WHAT TO WORK ON:
Filtering the records below, copy only those lines that include the word "effort".

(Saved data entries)
■ ■ ■ ■
PR #1380, opened 2023-11-12
Warn of exceeding PyPI project size limit in GHA guide

### LINKED ISSUE #777: GitHub Actions tutorial: Warn about filling up test pypi package limit if you publish every commit as suggested

chrysle:
Closes #777 

----
:books: Documentation preview :books:: https://python-packaging-user-guide--1380.org.readthedocs.build/en/1380/

### DIFF
--- a/source/guides/publishing-package-distribution-releases-using-github-actions-ci-cd-workflows.rst
+++ b/source/guides/publishing-package-distribution-releases-using-github-actions-ci-cd-workflows.rst
@@ -219,6 +219,14 @@ And it'll publish any push to TestPyPI which is useful for
 providing test builds to your alpha users as well as making
 sure that your release pipeline remains healthy!
 
+.. attention::
+
+  If your repository has frequent commit activity and every push is uploaded
+  to TestPyPI as described, the project might exceed the
+  `PyPI project size limit <https://pypi.org/help/#project-size-limit>`_.
+  The limit could be increased, but a better solution may constitute to
+  use a PyPI-compatible server like :ref:`pypiserver` in the CI for testing purposes.
+
 .. note::
 
    It is recommended to keep the integrated GitHub Actions at their latest


willingc (approved):
lgtm thanks.

willingc (approved):
Thanks @chrysle. Merging :tada:

source/guides/publishing-package-distribution-releases-using-github-actions-ci-cd-workflows.rst
```diff
@@ -219,6 +219,14 @@ And it'll publish any push to TestPyPI which is useful for
 providing test builds to your alpha users as well as making
 sure that your release pipeline remains healthy!
 
+.. attention::
+
+  If your repository has frequent commit activity and every push is uploaded
+  to TestPyPI as described, the project might exceed the
+  `PyPI project size limit <https://pypi.org/help/#project-size-limit>`_.
+  The limit could be increased, but a better solution may constitute to
+  use a PyPI-compatible server like :ref:`pypiserver` in the CI for testing purposes.
```
webknjaz, line 228: This suggests a different use case. The original one I had in mind was keeping the release pipeline healthy, which included going through a (Test)PyPI auth.
This isn't bad, just something to consider...

willingc: @webknjaz Do you want to create a PR with your intended use case? :sunny:

Issue #1384, opened 2023-11-13
Replace News document with an automated monthly changelog


willingc:
Help give maintainers and readers information on what has been changed/added/removed in the Packaging Guide by creating a monthly sectioned changelog. This would be similar to the existing News Page. Ideally, we would automate this.

pradyunsg:
I think the news section was meant to cover "what happened in Python packaging" but, evidently, we haven't been keeping up with that and reorienting this to focus on how has this website is evolving seems like a good idea.

The question is: How do you want to do this? Do we want curated entries, AKA https://github.com/twisted/towncrier style where someone explicitly writes the human-facing summary, or do we want to just use the commit history to provide this context as is common with the NodeJS community / GitHub's automated release notes thingie?

chrysle:
>  or do we want to just use the commit history to provide this context as is common with the NodeJS community / GitHub's automated release notes thingie?

I personally am more comfortable with the authors describing their work "human-readable" / in detail themselves.

willingc:
Thanks for the context @pradyunsg. Perhaps 2 changes in 2 separate PRs:
- [ ] Add the original News purpose as a note at the top of the news file
- [ ] Automate a changelog (given the time/effort to make human readable, I would just pull the actual commits)

Alternatively, we could just clarify the News purpose with a note for now.

chrysle:
> I'm not sure what exactly you mean by this, but I'd be wary of adding work to the contribution process.

I mean [newsfragments](https://towncrier.readthedocs.io/en/stable/tutorial.html#creating-news-fragments).

> (given the time/effort to make human readable, I would just pull the actual commits)

I'd argue we don't always have a PR frequency like now.

PR #1387, opened 2023-11-14
Add note that News doc is not currently being updated

willingc:
Partially addresses #1384 

----
:books: Documentation preview :books:: https://python-packaging-user-guide--1387.org.readthedocs.build/en/1387/


pradyunsg (approved):
LGTM, although the linters aren't happy.

PR #1388, opened 2023-11-14
Import PEP 723 specification

jeanas:
This resembles https://github.com/pypa/packaging.python.org/pull/1372, https://github.com/pypa/packaging.python.org/pull/1340 and https://github.com/pypa/packaging.python.org/pull/1337.

Like those other PRs, it has one first commit importing the PEP text verbatim, and a second commit changing it. This is so that reviewers can see exactly what changed (content explaining the motivation and alternatives is trimmed, and some references are adjusted).

I'm fully aware that PEP 723 was only provisionally/conditionally accepted. I'd still like to have it in the PUG so that if/when it becomes accepted, all the announcements can read "Tool X now supports inline script metadata" instead of "Tool X now supports PEP 723". I guess it's clear by now that I don't like concepts referred to by PEP number :wink:

The provisional status is clearly reflected in the text.

----
:books: Documentation preview :books:: https://python-packaging-user-guide--1388.org.readthedocs.build/en/1388/

### DIFF
--- a/source/specifications/declaring-build-dependencies.rst
+++ b/source/specifications/declaring-build-dependencies.rst
@@ -50,6 +50,8 @@ should consider it an error.
 
 .. TODO: move elsewhere
 
+.. _pyproject-tool-table:
+
 tool table
 ----------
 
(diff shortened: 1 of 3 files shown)


ofek (approved):

willingc (approved):
Thanks @jeanas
■ ■ ■ ■
EXPECTED OUTPUT:
- [ ] Automate a changelog (given the time/effort to make human readable, I would just pull the actual commits)
> (given the time/effort to make human readable, I would just pull the actual commits)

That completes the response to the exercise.